**TASK INSTRUCTIONS**
An exact copy of every record is needed.

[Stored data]
Issue #881, opened 2016-10-24
Service Bus: Every new binding creates a new MessagingFactory; breaks IBinder scenarios


brettsam:
When you ask for an `IBinder` for every function invocation (which languages like node do by default in Script) and use it to create a new Service Bus binding, we end up creating a new TCP connection for each invocation. This quickly exhausts the 250 connection limit in Dynamic SKUs.

brettsam:
Note -- I've got one possible fix (not sure it's the best approach yet) with #877.

brettsam:
Looping in others for discussion: @fabiocav @mathewc

From this article: https://azure.microsoft.com/en-us/documentation/articles/service-bus-performance-improvements/. 

On re-using factories:
> Service Bus client objects, such as QueueClient or MessageSender, are created through a MessagingFactory object, which also provides internal management of connections. You should not close messaging factories or queue, topic, and subscription clients after you send a message, and then re-create them when you send the next message. Closing a messaging factory deletes the connection to the Service Bus service, and a new connection is established when recreating the factory. Establishing a connection is an expensive operation that you can avoid by re-using the same factory and client objects for multiple operations. You can safely use the QueueClient object for sending messages from concurrent asynchronous operations and multiple threads.

On not re-using factories:
> **Multiple factories:** all clients (senders in addition to receivers) that are created by the same factory share one TCP connection. The maximum message throughput is limited by the number of operations that can go through this TCP connection. The throughput that can be obtained with a single factory varies greatly with TCP round-trip times and message size. To obtain higher throughput rates, you should use multiple messaging factories.

Some possible solutions here:

**1. Cache `MessagingFactory` instances based on the SB connection string.**  (this is what I'm doing in #877)
All ServiceBus bindings that have the same connection string would share the same `MessagingFactory`.
**Pros**: Fixes the bug in a fairly contained way.
**Cons**: Multiple ServiceBus attributes in the same app would use the same underlying factory, and thus the same connection. This is a change from how things work today where every usage of the ServiceBus attribute would get its own factory. In practice, I'm not sure how much of an effect it would have on apps.

**2. Have `Binder` cache `Binding` instances internally, based on attributes**
Use something like a mapping of `Attribute[]` to `Binding` in the `Binder` implementation to cache bindings. If a function uses the exact same binding attributes over-and-over (as scripts do), you'll get the same instance.
**Pros**: Mostly addresses the con of *#*1 above. Bindings themselves don't have to know about this behavior.
[...]

PR #1150, opened 2017-05-17
ServiceBus MessageFactory caching (#881)

mathewc:
Fix based on the detailed investigations @brettsam did for https://github.com/Azure/azure-webjobs-sdk/issues/881

### DIFF
--- a/src/Microsoft.Azure.WebJobs.ServiceBus/MessagingProvider.cs
+++ b/src/Microsoft.Azure.WebJobs.ServiceBus/MessagingProvider.cs
@@ -2,8 +2,8 @@
 // Licensed under the MIT License. See License.txt in the project root for license information.
 
 using System;
+using System.Collections.Concurrent;
 using System.Globalization;
-using System.Threading.Tasks;
 using Microsoft.Azure.WebJobs.Host;
 using Microsoft.ServiceBus;
 using Microsoft.ServiceBus.Messaging;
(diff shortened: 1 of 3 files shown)


test/Microsoft.Azure.WebJobs.Host.EndToEndTests/ServiceBusEndToEndTests.cs
```diff
@@ -449,6 +473,26 @@ public class ServiceBusTestJobs : ServiceBusTestJobsBase
...
+            public static async Task ServiceBusBinderTest(
+                string message,
+                int numMessages,
+                Binder binder)
+            {
+                var attribute = new ServiceBusAttribute(BinderQueueName)
+                {
+                    EntityType = EntityType.Queue
+                };
+                var collector = await binder.BindAsync<IAsyncCollector<string>>(attribute);
```
mathewc: I verified that previously each call to BindAsync was resulting in a new MessagingFactory, and with these changes the factory for this connection is created only once

mamaso: how did you verify, manually? not seeing this in this test (though I see down below the caching test)

mathewc: Yeah, this test doesn't verify caching, but exercises the full end to end. I don't think we had Binder tests for SB. It also allowed me to debug through it all.

src/Microsoft.Azure.WebJobs.ServiceBus/MessagingProvider.cs
```diff
@@ -17,6 +18,7 @@ namespace Microsoft.Azure.WebJobs.ServiceBus
     public class MessagingProvider
     {
         private readonly ServiceBusConfiguration _config;
+        private readonly ConcurrentDictionary<string, MessagingFactory> _messagingFactoryCache = new ConcurrentDictionary<string, MessagingFactory>();
```
MikeStall: >string [](start = 46, length = 6)

Can you add a comment for what this string is?

MikeStall:
:shipit:

src/Microsoft.Azure.WebJobs.ServiceBus/MessagingProvider.cs
mathewc: Done

PR #1152, opened 2017-05-18
Add UtcNow, RandGuid support to SystemBindingData

MikeStall:


src/Microsoft.Azure.WebJobs.Host/Bindings/Path/BindingParameterResolver.cs
```diff
@@ -107,16 +108,8 @@ public override string Name
...
-                {
-                    return DateTime.UtcNow.ToString(format, CultureInfo.InvariantCulture);
-                }
-                else
-                {
-                    // default to ISO 8601
-                    return DateTime.UtcNow.ToString("yyyy-MM-ddTHH-mm-ssK", CultureInfo.InvariantCulture);
-                }
+                var val = new SystemBindingData().UtcNow;
+                return BindingDataPathHelper.ConvertParameterValueToString(val, format);
```
fabiocav: Although I like the feature and the goal, I'm not a fan of moving the logic out of the specialized resolver types and having a single type (in this case, the `SystemBindingData`) that is now responsible for knowing how to format a bunch of different values/types.

With this approach, we're also allocating more, causing additional casts and unnecessary boxing.

src/Microsoft.Azure.WebJobs.Host/Bindings/Path/BindingParameterResolver.cs
```diff
@@ -8,6 +8,10 @@
 
 namespace Microsoft.Azure.WebJobs.Host.Bindings.Path
 {
+    /// <summary>
+    /// Support for adding built-in values to binding data. 
+    /// Don't add new resolvers here. Instead, add it to <see cref="SystemBindingData"/>
+    /// </summary>
     internal abstract class BindingParameterResolver
```
fabiocav: Can we flag this type as obsolete?

src/Microsoft.Azure.WebJobs.Host/Bindings/BindingDataPathHelper.cs
```diff
@@ -45,10 +50,21 @@ public static string ConvertParameterValueToString(object parameterValue)
...
                         return ((SByte)parameterValue).ToString(CultureInfo.InvariantCulture);
+                    case TypeCode.DateTime:                        
+                        format = format ?? "yyyy-MM-ddTHH-mm-ssK"; // default to ISO 8601
+                        var dateTime = (DateTime)parameterValue;
+                        return dateTime.ToString(format, CultureInfo.InvariantCulture);
                     case TypeCode.Object:
                         if (parameterValue is Guid)
                         {
-                            return parameterValue.ToString();
+                            if (format == null)
```
fabiocav: Also, as we discussed, out of scope for this PR, but it would probably be good to have an issue tracking work to refactor this so this type is not handling all of this logic.

src/Microsoft.Azure.WebJobs.Host/Bindings/Path/BindingParameterResolver.cs
MikeStall: great idea

src/Microsoft.Azure.WebJobs.Host/Bindings/Path/BindingParameterResolver.cs
MikeStall: Discussed in person:
- we already have a centralized formatter.  This is just adding DateTime/Guid to it. This is actually a good thing since it enforces consistency 
- SystemBindingData does not do any formatting. It just exposes the builtin contract in one place.

MikeStall:
merged

mathewc:
I just sent a follow up PR with a few tweaks https://github.com/Azure/azure-webjobs-sdk/pull/1157

PR #1154, opened 2017-05-22
Changing MessageFactory caching to be per entity/connection

mathewc:
In PR https://github.com/Azure/azure-webjobs-sdk/pull/1150 I added caching per connection string. I'd like to make that more granular, so we're caching per entity/connection. Note that this more in line with the behavior before caching was added. Previously we'd create a new factory at index time per function. This makes the caching more granular, addressing some concerns Brett raised previously about overloading a single TCP connection.


brettsam:
This looks like a nice compromise to me. This closely maps to how things work currently when you don't use IBinder, right? (i.e. you get a single MessageFactory per use of the ServiceBusAttribute)

mathewc:
Merged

**SOLUTION**
Issue #881, opened 2016-10-24
Service Bus: Every new binding creates a new MessagingFactory; breaks IBinder scenarios


brettsam:
When you ask for an `IBinder` for every function invocation (which languages like node do by default in Script) and use it to create a new Service Bus binding, we end up creating a new TCP connection for each invocation. This quickly exhausts the 250 connection limit in Dynamic SKUs.

brettsam:
Note -- I've got one possible fix (not sure it's the best approach yet) with #877.

brettsam:
Looping in others for discussion: @fabiocav @mathewc

From this article: https://azure.microsoft.com/en-us/documentation/articles/service-bus-performance-improvements/. 

On re-using factories:
> Service Bus client objects, such as QueueClient or MessageSender, are created through a MessagingFactory object, which also provides internal management of connections. You should not close messaging factories or queue, topic, and subscription clients after you send a message, and then re-create them when you send the next message. Closing a messaging factory deletes the connection to the Service Bus service, and a new connection is established when recreating the factory. Establishing a connection is an expensive operation that you can avoid by re-using the same factory and client objects for multiple operations. You can safely use the QueueClient object for sending messages from concurrent asynchronous operations and multiple threads.

On not re-using factories:
> **Multiple factories:** all clients (senders in addition to receivers) that are created by the same factory share one TCP connection. The maximum message throughput is limited by the number of operations that can go through this TCP connection. The throughput that can be obtained with a single factory varies greatly with TCP round-trip times and message size. To obtain higher throughput rates, you should use multiple messaging factories.

Some possible solutions here:

**1. Cache `MessagingFactory` instances based on the SB connection string.**  (this is what I'm doing in #877)
All ServiceBus bindings that have the same connection string would share the same `MessagingFactory`.
**Pros**: Fixes the bug in a fairly contained way.
**Cons**: Multiple ServiceBus attributes in the same app would use the same underlying factory, and thus the same connection. This is a change from how things work today where every usage of the ServiceBus attribute would get its own factory. In practice, I'm not sure how much of an effect it would have on apps.

**2. Have `Binder` cache `Binding` instances internally, based on attributes**
Use something like a mapping of `Attribute[]` to `Binding` in the `Binder` implementation to cache bindings. If a function uses the exact same binding attributes over-and-over (as scripts do), you'll get the same instance.
**Pros**: Mostly addresses the con of *#*1 above. Bindings themselves don't have to know about this behavior.
[...]

PR #1150, opened 2017-05-17
ServiceBus MessageFactory caching (#881)

mathewc:
Fix based on the detailed investigations @brettsam did for https://github.com/Azure/azure-webjobs-sdk/issues/881

### DIFF
--- a/src/Microsoft.Azure.WebJobs.ServiceBus/MessagingProvider.cs
+++ b/src/Microsoft.Azure.WebJobs.ServiceBus/MessagingProvider.cs
@@ -2,8 +2,8 @@
 // Licensed under the MIT License. See License.txt in the project root for license information.
 
 using System;
+using System.Collections.Concurrent;
 using System.Globalization;
-using System.Threading.Tasks;
 using Microsoft.Azure.WebJobs.Host;
 using Microsoft.ServiceBus;
 using Microsoft.ServiceBus.Messaging;
(diff shortened: 1 of 3 files shown)


test/Microsoft.Azure.WebJobs.Host.EndToEndTests/ServiceBusEndToEndTests.cs
```diff
@@ -449,6 +473,26 @@ public class ServiceBusTestJobs : ServiceBusTestJobsBase
...
+            public static async Task ServiceBusBinderTest(
+                string message,
+                int numMessages,
+                Binder binder)
+            {
+                var attribute = new ServiceBusAttribute(BinderQueueName)
+                {
+                    EntityType = EntityType.Queue
+                };
+                var collector = await binder.BindAsync<IAsyncCollector<string>>(attribute);
```
mathewc: I verified that previously each call to BindAsync was resulting in a new MessagingFactory, and with these changes the factory for this connection is created only once

mamaso: how did you verify, manually? not seeing this in this test (though I see down below the caching test)

mathewc: Yeah, this test doesn't verify caching, but exercises the full end to end. I don't think we had Binder tests for SB. It also allowed me to debug through it all.

src/Microsoft.Azure.WebJobs.ServiceBus/MessagingProvider.cs
```diff
@@ -17,6 +18,7 @@ namespace Microsoft.Azure.WebJobs.ServiceBus
     public class MessagingProvider
     {
         private readonly ServiceBusConfiguration _config;
+        private readonly ConcurrentDictionary<string, MessagingFactory> _messagingFactoryCache = new ConcurrentDictionary<string, MessagingFactory>();
```
MikeStall: >string [](start = 46, length = 6)

Can you add a comment for what this string is?

MikeStall:
:shipit:

src/Microsoft.Azure.WebJobs.ServiceBus/MessagingProvider.cs
mathewc: Done

PR #1152, opened 2017-05-18
Add UtcNow, RandGuid support to SystemBindingData

MikeStall:


src/Microsoft.Azure.WebJobs.Host/Bindings/Path/BindingParameterResolver.cs
```diff
@@ -107,16 +108,8 @@ public override string Name
...
-                {
-                    return DateTime.UtcNow.ToString(format, CultureInfo.InvariantCulture);
-                }
-                else
-                {
-                    // default to ISO 8601
-                    return DateTime.UtcNow.ToString("yyyy-MM-ddTHH-mm-ssK", CultureInfo.InvariantCulture);
-                }
+                var val = new SystemBindingData().UtcNow;
+                return BindingDataPathHelper.ConvertParameterValueToString(val, format);
```
fabiocav: Although I like the feature and the goal, I'm not a fan of moving the logic out of the specialized resolver types and having a single type (in this case, the `SystemBindingData`) that is now responsible for knowing how to format a bunch of different values/types.

With this approach, we're also allocating more, causing additional casts and unnecessary boxing.

src/Microsoft.Azure.WebJobs.Host/Bindings/Path/BindingParameterResolver.cs
```diff
@@ -8,6 +8,10 @@
 
 namespace Microsoft.Azure.WebJobs.Host.Bindings.Path
 {
+    /// <summary>
+    /// Support for adding built-in values to binding data. 
+    /// Don't add new resolvers here. Instead, add it to <see cref="SystemBindingData"/>
+    /// </summary>
     internal abstract class BindingParameterResolver
```
fabiocav: Can we flag this type as obsolete?

src/Microsoft.Azure.WebJobs.Host/Bindings/BindingDataPathHelper.cs
```diff
@@ -45,10 +50,21 @@ public static string ConvertParameterValueToString(object parameterValue)
...
                         return ((SByte)parameterValue).ToString(CultureInfo.InvariantCulture);
+                    case TypeCode.DateTime:                        
+                        format = format ?? "yyyy-MM-ddTHH-mm-ssK"; // default to ISO 8601
+                        var dateTime = (DateTime)parameterValue;
+                        return dateTime.ToString(format, CultureInfo.InvariantCulture);
                     case TypeCode.Object:
                         if (parameterValue is Guid)
                         {
-                            return parameterValue.ToString();
+                            if (format == null)
```
fabiocav: Also, as we discussed, out of scope for this PR, but it would probably be good to have an issue tracking work to refactor this so this type is not handling all of this logic.

src/Microsoft.Azure.WebJobs.Host/Bindings/Path/BindingParameterResolver.cs
MikeStall: great idea

src/Microsoft.Azure.WebJobs.Host/Bindings/Path/BindingParameterResolver.cs
MikeStall: Discussed in person:
- we already have a centralized formatter.  This is just adding DateTime/Guid to it. This is actually a good thing since it enforces consistency 
- SystemBindingData does not do any formatting. It just exposes the builtin contract in one place.

MikeStall:
merged

mathewc:
I just sent a follow up PR with a few tweaks https://github.com/Azure/azure-webjobs-sdk/pull/1157

PR #1154, opened 2017-05-22
Changing MessageFactory caching to be per entity/connection

mathewc:
In PR https://github.com/Azure/azure-webjobs-sdk/pull/1150 I added caching per connection string. I'd like to make that more granular, so we're caching per entity/connection. Note that this more in line with the behavior before caching was added. Previously we'd create a new factory at index time per function. This makes the caching more granular, addressing some concerns Brett raised previously about overloading a single TCP connection.


brettsam:
This looks like a nice compromise to me. This closely maps to how things work currently when you don't use IBinder, right? (i.e. you get a single MessageFactory per use of the ServiceBusAttribute)

mathewc:
Merged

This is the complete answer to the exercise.